• **WORK INSTRUCTIONS**
Please filter the data down to the lines that include the word "they" and copy them.

──────── TASK INPUTS ────────

PR #743, opened 2026-03-11
Fix bt examples

peterharperuk:
Rework BT examples. Move them to a separate "bluetooth" folder.
Put the btstack examples in "bluetooth/btstack_examples"
Add new standalone BT examples


README.md
```diff
@@ -296,8 +297,11 @@ Some standalone Bluetooth examples (without all the common example build infrast
 App|Description
 ---|---
 [picow_ble_temp_sensor](pico_w/bt/standalone) | Reads from the on board temperature sensor and sends notifications via BLE.
-[picow_ble_temp_sensor_with_wifi](pico_w/bt/standalone) | Same as above but also connects to Wi-Fi and starts an "iperf" server.
-[picow_ble_temp_reader](pico_w/bt/standalone) | Connects to one of the above "sensors" and reads the temperature.
+[picow_ble_temp_reader](pico_w/bt/standalone) | Connects to the above sensor and reads the temperature.
+[picow_ble_pointer](pico_w/bt/standalone/ble_pointer) | Bluetooth HID mouse using mpu6050 to detect angle and move cursor.
+[picow_ble_doorbell](pico_w/bt/standalone/doorbell) | Detects button press on transmitter Pico and illuminates LED on reciever Pico.
```
lurch: I guess these links in the README will need to be updated to e.g. `bluetooth/doorbell` ?

peterharperuk: I've modified the readme

peterharperuk:
@kilograham Does this look ok to you. I'd like to get it submitted to develop.

1. Removes pico_w/bt
2. Adds bluetooth
3. All btstack examples are in bluetooth/btstack_examples and uses less mad cmake

More bt examples added to bluetooth folder...

1. ble_pointer
2. doorbell
3. temp_sensor (moved from pico_w/bt/standalone)
4. secure_temp_sensor
5. wifi_provisioner

bluetooth/README.md
```diff
@@ -6,11 +6,7 @@ There's a standalone example in `pico-examples/pico_w/bt/standalone`.
 ## Debugging
 
 To debug Bluetooth issues you can enable [btstack](https://github.com/bluekitchen/btstack) debug output which also enables packet logging.
-Define `WANT_HCI_DUMP=1` in your CMakeLists.txt file. Uncomment this line to enable debug in the btstack examples.
-
-	target_compile_definitions(picow_bt_example_common INTERFACE
-	    #WANT_HCI_DUMP=1 # This enables btstack debug
-	    )
+Define `WANT_HCI_DUMP=1` in your CMakeLists.txt file.
```
kilograham, line 9: is this true?>

kilograham (changes requested):
one comment - but also why is the addition of a wifi example in this PR, and does it belong under pico_w?

bluetooth/README.md
peterharperuk: Not any more. The readme should be fixed here.

peterharperuk:
> one comment - but also why is the addition of a wifi example in this PR, and does it belong under pico_w?

Brain fade (it was in the same branch that the BT examples came from). It should be in a separate PR.

bluetooth/ble_pointer/btstack_config.h
```diff
@@ -1,6 +1,6 @@
 #ifndef _PICO_BTSTACK_CONFIG_H
 #define _PICO_BTSTACK_CONFIG_H
 
-#include "btstack_config_common.h"
+#include "../config/btstack_config_common.h"
```
will-v-pi: This change will cause issues with VS Code - could the CMake includes be changed instead?

The CMake would be:
```cmake
target_include_directories(ble_pointer PRIVATE
    ${CMAKE_CURRENT_LIST_DIR}
    ${CMAKE_CURRENT_LIST_DIR}/../config
)
```

bluetooth/wifi_provisioner/lwipopts.h
```diff
@@ -0,0 +1 @@
+#include "../../pico_w/wifi/lwipopts_examples_common.h"
```
will-v-pi: Similarly this will cause problems with VS Code, so should be changed in the CMake instead

bluetooth/btstack_examples/a2dp_sink_demo/CMakeLists.txt
will-v-pi, line 1: This new way of doing things should make VS Code inclusion much easier for the bluetooth examples - thank you!

bluetooth/btstack_examples/a2dp_sink_demo/CMakeLists.txt
```diff
@@ -0,0 +1,26 @@
...
+    pico_stdlib
+    pico_cyw43_arch_none # we don't need lwip support
+    pico_btstack_cyw43 # enable bt
+    pico_btstack_ble # ble support
+    pico_btstack_classic # classic support
+    pico_btstack_sbc_decoder
+    pico_audio_i2s
+)
+target_include_directories(a2dp_sink_demo PRIVATE
+    . # for btstack config
```
will-v-pi: Should use `${CMAKE_CURRENT_LIST_DIR}` instead of `.` (and as mentioned before, should also include `${CMAKE_CURRENT_LIST_DIR}/../config` so the `btstack_config.h` can just be `#include "btstack_config_common.h"`)

peterharperuk:
> > one comment - but also why is the addition of a wifi example in this PR, and does it belong under pico_w?
> 
> Brain fade (it was in the same branch that the BT examples came from). It should be in a separate PR.

Actually - this is a Bluetooth example. The wifi ssid and password are sent from another device via BLE. So I think it belongs here.

bluetooth/README.md
peterharperuk: Actually this is correct. All the cmake files have #WANT_HCI_DUMP=1 in them. You can remove the comment to get a packet log.

will-v-pi:
> > > one comment - but also why is the addition of a wifi example in this PR, and does it belong under pico_w?
> > 
> > 
> > Brain fade (it was in the same branch that the BT examples came from). It should be in a separate PR.
> 
> Actually - this is a Bluetooth example. The wifi ssid and password are sent from another device via BLE. So I think it belongs here.

That's the `wifi_provisioner` example - there's also the `AP_provisioning` example which is wifi only

peterharperuk:
> > > > one comment - but also why is the addition of a wifi example in this PR, and does it belong under pico_w?
> > > 
> > > 
> > > Brain fade (it was in the same branch that the BT examples came from). It should be in a separate PR.
> > 
> > 
> > Actually - this is a Bluetooth example. The wifi ssid and password are sent from another device via BLE. So I think it belongs here.
> 
> That's the `wifi_provisioner` example - there's also the `AP_provisioning` example which is wifi only

ok - I'll get rid of access_point_wifi_provisioning

peterharperuk:
I've squashed all the junk commits

bluetooth/wifi_provisioner/lwipopts.h
will-v-pi: This fix got missed - the CMake was changed correctly though

```suggestion
#include "lwipopts_examples_common.h"
```

bluetooth/ble_pointer/CMakeLists.txt
```diff
@@ -0,0 +1,34 @@
...
+add_executable(ble_pointer 
+    ble_pointer.c
+)
+target_link_libraries(ble_pointer
+    pico_stdlib
+    pico_btstack_ble
+    pico_btstack_cyw43
+    pico_cyw43_arch_none
+    mpu6050_i2c_lib
+)
```
will-v-pi: Can this be changed to not use a separate library for `mpu6050_i2c_lib` - the library isn't used anywhere else, and triggers bugs in my VS Code parsing of the `mpu6050_i2c` example
```suggestion
add_executable(ble_pointer 
    ble_pointer.c
    mpu6050_i2c_lib.c
)
target_link_libraries(ble_pointer
    pico_stdlib
    pico_btstack_ble
    pico_btstack_cyw43
    pico_cyw43_arch_none
    hardware_i2c
)
```

bluetooth/doorbell/CMakeLists.txt
```diff
@@ -0,0 +1,44 @@
+# Standalone example that connects to the server Pico and flashes an external LED when the button is pressed 
+# Flashes the on-board LED once quickly each second when it's running but not connected to another device
+# Flashes the on-board LED twice quickly each second when connected to another device 
+add_executable(doorbell_client
```
will-v-pi: Would it be possible to prefix these standalone examples with `ble_` or `bt_` to make it clear what they are? VS Code just searches by the target name, it currently doesn't categorise the examples based on where they came from, so prefixing them with `ble_` (like the `pio_` examples already have) will make it easier to search for them.

E.g for this one, with similar changes to the temp_sensors 
```suggestion
add_executable(ble_doorbell_client
```

Not sure if the same change would be useful for the btstack examples, their names might already be clear enough what they do

peterharperuk: yes, that should be ok

will-v-pi (approved):
LGTM from a VS Code perspective - along with https://github.com/raspberrypi/pico-vscode/pull/261 this will make the bluetooth examples work with VS Code

peterharperuk:
> LGTM from a VS Code perspective - along with [raspberrypi/pico-vscode#261](https://github.com/raspberrypi/pico-vscode/pull/261) this will make the bluetooth examples work with VS Code

nice

kilograham (approved):

will-v-pi:
The final commit to this PR to add `ENABLE_LE_ENHANCED_CONNECTION_COMPLETE_EVENT` appears to have broken the `ble_temp_sensor` example for me? The devices print that they are connected, but the `ble_temp_reader` never prints `Read temp ...` despite the `ble_temp_server` printing `Write temp ...`. Commenting out `ENABLE_LE_ENHANCED_CONNECTION_COMPLETE_EVENT` in the config fixes the issue for me, and they both print again.

@peterharperuk can you reproduce what I'm seeing? We should maybe revert that change, if there's a risk it may have broken other examples too.

peterharperuk:
@will-v-pi Yes, I can reproduce that. Let me see if I can work out what's going on before we take it out.

peterharperuk:
I've raised this https://github.com/raspberrypi/pico-examples/issues/772
I'd rather not remove ENABLE_LE_ENHANCED_CONNECTION_COMPLETE_EVENT as there was a good reason it was added.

────────

• **OUTPUT OF THE TASK**
will-v-pi: Would it be possible to prefix these standalone examples with `ble_` or `bt_` to make it clear what they are? VS Code just searches by the target name, it currently doesn't categorise the examples based on where they came from, so prefixing them with `ble_` (like the `pio_` examples already have) will make it easier to search for them.
Not sure if the same change would be useful for the btstack examples, their names might already be clear enough what they do
The final commit to this PR to add `ENABLE_LE_ENHANCED_CONNECTION_COMPLETE_EVENT` appears to have broken the `ble_temp_sensor` example for me? The devices print that they are connected, but the `ble_temp_reader` never prints `Read temp ...` despite the `ble_temp_server` printing `Write temp ...`. Commenting out `ENABLE_LE_ENHANCED_CONNECTION_COMPLETE_EVENT` in the config fixes the issue for me, and they both print again.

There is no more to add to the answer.